**Task brief:** For the entries that follow, restate word for word the line containing "(diff shortened: 1 of 3 files shown)", the line containing "Like, is there", and every line that lies between them.

++++ Input for this task

PR #362, opened 2017-06-12
Add `find_first` and `find_last` tests on a giant range

cuviper:
It's possible to generate giant iterators in Rayon, and these tests show
that they can still be short-circuited properly in find operations.

### DIFF
--- a/src/iter/find_first_last/test.rs
+++ b/src/iter/find_first_last/test.rs
@@ -100,3 +100,50 @@ fn find_last_folder_yields_last_match() {
     let f = f.consume(0_i32).consume(1_i32).consume(2_i32);
     assert_eq!(f.complete(), Some(2_i32));
 }
+
+
+/// Produce a parallel iterator for 0u128..10²⁷
+fn octillion() -> impl ParallelIterator<Item = u128> {
+    (0u32..1_000_000_000)
+        .into_par_iter()
+        .with_max_len(1_000)
+        .map(|i| i as u64 * 1_000_000_000)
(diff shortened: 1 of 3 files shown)


src/iter/find_first_last/test.rs
```diff
@@ -68,3 +68,82 @@ fn same_range_last_consumers_return_correct_answer() {
...
+}
+
+#[test]
+fn find_last_octillion() {
+    // FIXME: If we don't use at least two threads, then we end up walking
+    // through the entire iterator sequentially, without the benefit of any
+    // short-circuiting.  We probably don't want testing to wait that long. ;)
+    // It would be nice if `find_last` could prioritize the later splits,
+    // basically flipping the `join` args, without needing indexed `rev`.
+    // (or could we have an unindexed `rev`?)
```
cuviper: To some extent, this PR is really an RFC about this comment.

nikomatsakis: About which part exactly? :)

Like, is there a way to make `find_last` prioritize the later splits?

cuviper: Right.  I'd like this sort of thing to be usable even in a single-threaded "pool", and walking from start to end is a poor way to find the last match.  I doubt it would come up often with absurd iterators like this, but it should be a good optimization to search roughly backwards in general.

nikomatsakis: I see. That makes sense. I don't off hand know how best to do that though. =)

++++++++

**Worked solution:**
(diff shortened: 1 of 3 files shown)


src/iter/find_first_last/test.rs
```diff
@@ -68,3 +68,82 @@ fn same_range_last_consumers_return_correct_answer() {
...
+}
+
+#[test]
+fn find_last_octillion() {
+    // FIXME: If we don't use at least two threads, then we end up walking
+    // through the entire iterator sequentially, without the benefit of any
+    // short-circuiting.  We probably don't want testing to wait that long. ;)
+    // It would be nice if `find_last` could prioritize the later splits,
+    // basically flipping the `join` args, without needing indexed `rev`.
+    // (or could we have an unindexed `rev`?)
```
cuviper: To some extent, this PR is really an RFC about this comment.

nikomatsakis: About which part exactly? :)

Like, is there a way to make `find_last` prioritize the later splits?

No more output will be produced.